Nagoya University Unveils J-Moshi: Advanced Japanese AI Voice Assistant Mimicking Human Conversation
Nagoya, Japan – Researchers at Nagoya University have announced the growth of J-Moshi, a elegant AI voice assistant designed too replicate natural Japanese human speech. This groundbreaking system is an enhancement of Moshi, an existing spoken dialog system created by Kyotoi, an open-source AI research institute. Moshi itself is recognized for its ability to express emotions in real-time.
The development of J-Moshi took approximately four months adn involved training on extensive Japanese speech datasets. The AI system is noted for its remarkable ability to perfectly mimic human speech patterns, capturing the natural flow of Japanese conversation. A key feature highlighted is its capacity to accurately reproduce “backchannel” responses, which are common interjections made by Japanese speakers during dialogue. A demonstration of J-Moshi’s audio output is available for review, showcasing its natural sound.
A important portion of the training data for J-Moshi included the J-CHAT dataset, a Japanese dialogue dataset compiled and released by the University of Tokyo. This dataset comprises around 67,000 hours of audio data sourced from podcasts and YouTube.
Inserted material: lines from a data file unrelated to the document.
PR #17, opened 2020-08-21
Proposals detail

delfipolito:
image


src/components/Proposals/ProposalCard.js
```diff
@@ -1,23 +1,83 @@
...
+          // the latest versions of Safari (as of June 2020), which
+          // is why word-break:break-word has been added here.
+          hyphens: auto;
+          overflow-wrap: anywhere;
+          word-break: break-word;
+        `}
+      >
+        <span css="font-weight: bold">#{voteId}: </span>
+        <span>{context || 'No description provided'}</span>
+      </div>
```
andy-hook, line 35: Should we make this a paragraph with `<strong>` for bolding? I also think we have room to make this description larger, in the designs it looks like 18px or `textStyle("body1")`

src/components/Proposals/ProposalCard.js
```diff
@@ -1,23 +1,83 @@
...
+        }
+      />
+      <div
+        css={`
+          margin-top: ${2 * GU}px;
+        `}
+      >
+        <DisputableStatusLabel
+          status={DISPUTABLE_VOTE_STATUSES.get(vote.status)}
+        />
```
andy-hook, line 61: I was wondering about the style of "Rejected" and "Passed" and whether it should be using the same visual as the pill labels. Looking at the designs the style is actually different for these two.

image

Depending on the use cases for the `DisputableStatusLabel` it might be worth separating "Rejected" and "Passed" from that component and updating the style to match.

src/components/Proposals/ProposalCardGroup.js
```diff
@@ -0,0 +1,61 @@
...
+  const rowHeight = compactMode ? null : 294
+
+  return (
+    <section>
+      <h2
+        css={`
+          display: flex;
+          align-items: center;
+          margin-bottom: ${3 * GU}px;
+          ${compactMode ? `padding: 0 ${2 * GU}px;` : ''}
```
andy-hook, line 26: Tiny nitpick but we could the `&&` operator to avoid the empty string.

src/components/Proposals/ProposalOption.js
```diff
@@ -0,0 +1,70 @@
...
+          css={`
+            ${textStyle('label2')}
+          `}
+        >
+          {label}
+        </span>
+        <span
+          css={`
+            ${textStyle('body3')}
+            font-size: 12px;
```
andy-hook, line 21: We can just use `textStyle("body4")` for this size.

src/components/Proposals/ProposalOption.js
```diff
@@ -0,0 +1,70 @@
...
+          border-radius: ${RADIUS}px;
+        `}
+      >
+        <Bar
+          css={`
+            background-color: ${color || theme.positive};
+            width: 100%;
+            transform: scale3d(${percentage / 100}, 1, 1);
+          `}
+        />
```
andy-hook, line 41: Would [ProgressBar](https://ui.aragon.org/progress-bar/) work here?

src/components/Proposals/ProposalCard.js
```diff
@@ -1,23 +1,83 @@
...
+        }
+      />
+      <ProposalOption
+        color={theme.negative}
+        percentage={(vote.nays * 100) / vote.votingPower}
+        label={
+          <WrapProposalOption>
+            <span>No</span>
+          </WrapProposalOption>
+        }
```
andy-hook, line 52: Do we anticipate needing to supply other more complex labels? If not it might be easier to nest `WrapProposalOption` styles within the component and pass less in the prop.

andy-hook (approved):
Just a few design related comments :) are we going to add `AppBadge` here or in a separate improvement?

src/components/Proposals/ProposalCard.js
delfipolito: Yes :) I left the `css="font-wight: bold` tough, cause otherwise aragonUI overrides the strong and b tag with font-weight: 600

src/components/Proposals/ProposalCardGroup.js
bpierre: Just a note on this: using `&&` would be interpreted as `"false"` when `compactMode` is `false`, which can create issues with the way the CSS block gets interpreted − especially since the `;` would be missing here. That’s why we always use the ternary operator rather than `&&` (except if the condition itself is a string of course) :smile:

andy-hook: Oh that's interesting, I didn't realise that was the case! I assumed styled components was smart enough to strip it out! shall commit that to memory :)

bpierre: Yes I was surprised too the first time. I think they should remove values like `null`, `true`, `false`, similar to how JSX does it. Actually I haven’t checked in a while, so it might be worth checking that it’s still the case!

src/components/Proposals/ProposalCard.js
andy-hook: Is font-weight: 600 not bold enough? Perhaps we should consider a global style for `strong` inside a paragraph? I can see us needing to use it a lot.

src/components/Proposals/DisputableStatusLabel.js
```diff
@@ -72,10 +74,36 @@ function DisputableStatusLabel({ status }) {
...
+          ${textStyle('body2')};
+          color: ${color || theme.surfaceContentSecondary};
+          display: flex;
+          align-items: center;
+        `}
+      >
+        {Icon && <Icon size="small" />}
+        <span
+          css={`
+            margin-left: $ ${0.5 * GU}px;
```
andy-hook, line 94: Hey @delfipolito I think this is a typo.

The research team also incorporated smaller, high-quality dialogue datasets, including audio recorded in laboratory settings and archival recordings from 20 to 30 years ago. To further augment the training data, a speech synthesis program was utilized to convert chat conversations into artificial voices for the AI’s learning process.
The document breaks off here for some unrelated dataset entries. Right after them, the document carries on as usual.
PR #9, opened 2020-08-12
[WIP] Proposal detail screen 

delfipolito:
image

PR #22, opened 2020-08-24
Proposal detail: Backgrounds based on status

delfipolito:
image

image

image

### DIFF
--- a/src/components/Proposals/FeedbackModule.js
+++ b/src/components/Proposals/FeedbackModule.js
@@ -9,26 +9,11 @@ import {
   textStyle,
   useTheme,
 } from '@aragon/ui'
-import { addressesEqual } from '../../lib/web3-utils'
 import { dateFormat, toMs } from '../../lib/date-utils'
 
-function FeedbackModule({ vote, connectedAccount }) {
+function FeedbackModule({ vote, mode }) {
   // TODO: Replace dates and amounts with real data
   const theme = useTheme()
-
-  let mode = null
-
-  if (vote.challenger && addressesEqual(vote.challenger, connectedAccount)) {
-    mode = 'challenger'
-  }
-
-  if (addressesEqual(vote.creator, connectedAccount)) {
-    mode = 'submitter'
-  }
-
-  if (!mode) {
-    return <div />
-  }
 
   return (
     <div
@@ -114,7 +99,7 @@ function Strong({ children }) {
 
 FeedbackModule.propTypes = {
   vote: PropTypes.object.isRequired,
-  connectedAccount: PropTypes.string,
+  mode: PropTypes.string,
 }
 
 Strong.propTypes = {
--- a/src/components/Proposals/FeedbackModule.js
+++ b/src/components/Proposals/FeedbackModule.js
@@ -4,6 +4,7 @@ import {
   GU,
   IconAttention,
   IconCoin,
+  Link,
   RADIUS,
   textStyle,
   useTheme,
@@ -17,10 +18,7 @@ function FeedbackModule({ vote, connectedAccount }) {
 
   let mode = null
 
-  if (
-    vote.challenge &&
-    addressesEqual(vote.challenge.challenger, connectedAccount)
-  ) {
+  if (vote.challenger && addressesEqual(vote.challenger, connectedAccount)) {
     mode = 'challenger'
   }
 
@@ -38,7 +36,6 @@ function FeedbackModule({ vote, connectedAccount }) {
         border-radius: ${RADIUS}px;
         background: ${theme.background};
         padding: ${3.5 * GU}px ${10 * GU}px;
-        text-align: center;
       `}
     >
       <div
@@ -47,7 +44,6 @@ function FeedbackModule({ vote, connectedAccount }) {
           grid-template-columns: auto 1fr;
           grid-gap: ${3 * GU}px;
           align-items: center;
-          text-align: left;
         `}
       >
         <div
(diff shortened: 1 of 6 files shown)


src/components/Proposals/FeedbackModule.js
```diff
@@ -17,10 +18,7 @@ function FeedbackModule({ vote, connectedAccount }) {
 
   let mode = null
 
-  if (
-    vote.challenge &&
-    addressesEqual(vote.challenge.challenger, connectedAccount)
-  ) {
+  if (vote.challenger && addressesEqual(vote.challenger, connectedAccount)) {
```
andy-hook, line 21: Should we raise this logic up as described [here](https://github.com/aragon/network-dashboard/pull/9/files#r474687155)?

src/components/Proposals/FeedbackModule.js
```diff
@@ -101,18 +98,18 @@ function FeedbackModule({ vote, connectedAccount }) {
   )
 }
 
-function Bold({ children }) {
+function Strong({ children }) {
```
andy-hook, line 101: I'm not sure we need this component, I think the globals are already providing these styles for paragraph and strong tags.

src/components/Proposals/ProposalDetail.js
```diff
@@ -17,12 +17,47 @@ import {
...
 import SummaryBar from './SummaryBar'
+import FeedbackModule from './FeedbackModule'
 import Layout from '../Layout'
 import { networkEnvironment } from '../../current-environment'
 
+function getAttributes(status, theme) {
+  const attributes = {
+    [VOTE_STATUS_CANCELLED]: {
+      background: '#F9FAFC',
+      border: '#DDE4E9',
```
andy-hook, line 37: If these colours are not available in the base theme perhaps we should extend our own theme object to avoid repeating them in multiple places throughout the app?

src/components/Proposals/SummaryBar.js
```diff
@@ -4,23 +4,34 @@ import { RADIUS, useTheme } from '@aragon/ui'
...
   return (
     <Main {...props}>
       <CombinedBar>
         {!!positiveSize && (
           <BarPart
             style={{
-              backgroundColor: theme.positive,
+              backgroundColor: `${
+                disabled ? theme.surfaceOpened : theme.positive
+              }`,
```
andy-hook, line 24: For consistency perhaps we should use the `css` prop to apply these, rather than `style`.

src/components/Proposals/InfoBoxes.js
```diff
@@ -14,7 +14,7 @@ import { dateFormat, toMs } from '../../lib/date-utils'
 import { round, safeDiv } from '../../lib/math-utils'
 import SummaryBar from './SummaryBar'
 
-function InfoBoxes({ vote }) {
+function InfoBoxes({ vote, disabled }) {
```
andy-hook, line 17: I don't think this is a problem yet, but if we see ourselves drilling lots of props down to these components it might be worth flattening it out a providing each component with their props directly from within `ProposalDetail`

src/components/Proposals/ProposalDetail.js
```diff
@@ -17,12 +17,47 @@ import {
...
+      disabled: true,
+    },
+    [VOTE_STATUS_PAUSED]: {
+      background: '#fffdfa',
+      border: '#F5A623',
+      disabled: true,
```
andy-hook, line 43: Do you think we could be a bit more descriptive with these property names. How about `backgroundColor`, `borderColor`, `disabledProgressBars` ?

andy-hook (commented):
Left a few comments, nothing major. We should start to think about how we're managing colours and common styles, we're likely going to need to use these values in other places so should aim for consistency :)

src/components/Proposals/ProposalDetail.js
delfipolito: good idea!

src/components/Proposals/FeedbackModule.js
delfipolito: We need it because we also need to change font color

andy-hook: ah, I thought paragraphs were already defaulting to `surfaceContent`

src/components/Proposals/ProposalDetail.js
andy-hook: I think it would be good to update our existing palette with the new values if they are different in the design. If you look at the [colours page on devbox](https://devbox.dweb.cool/#Colors) we have a lot of crossover between the various `warning` `positive` `negative`, we can update them with new values in our [theme](https://github.com/aragon/network-dashboard/blob/master/src/theme.js) and access them with `useTheme`.

For example the `challenged` colours are very close to `warning`, we could just assign them to `warning` in our theme and use them from there, rather than having custom hex values in the templates themselves.

src/components/Proposals/ProposalDetail.js
```diff
@@ -17,11 +17,47 @@ import {
...
+      backgroundColor: theme.surfacePressed,
+      borderColor: theme.controlUnder,
+      disabledProgressBars: true,
+    },
+    [VOTE_STATUS_PAUSED]: {
+      backgroundColor: '#fffdfa',
+      borderColor: theme.warning,
+      disabledProgressBars: true,
+    },
+    [VOTE_STATUS_DISPUTED]: {
```
andy-hook, line 46: I was just looking through the designs and wondering about the term 'disputed' now, it seems like some of the phrasing has changed to 'challenged'? do you think we should we update our naming to reflect this?

andy-hook (approved):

J-Moshi is also accessible on the Hugging Face platform, wiht the model available under the identifier nu-dialogue/j-moshi-ext.
The researchers point out that the availability of Japanese speech data is comparatively limited when contrasted with English speech data. This scarcity has historically posed challenges for adapting conventional voice dialogue systems to specific industries. However, the Nagoya University team believes that J-Moshi’s capabilities could be commercially valuable in sectors such as Japanese call centers, healthcare, and customer service.
The research team is led by Professor Ryuichiro Higashinaka, who brings extensive experience from his 19-year tenure as a corporate researcher at NTT. During his time at NTT, Professor Higashinaka contributed to the development of consumer dialogue systems and voice agents, including a project focused on a question-and-answer function for the voice agent service ‘Shabette Concierge’.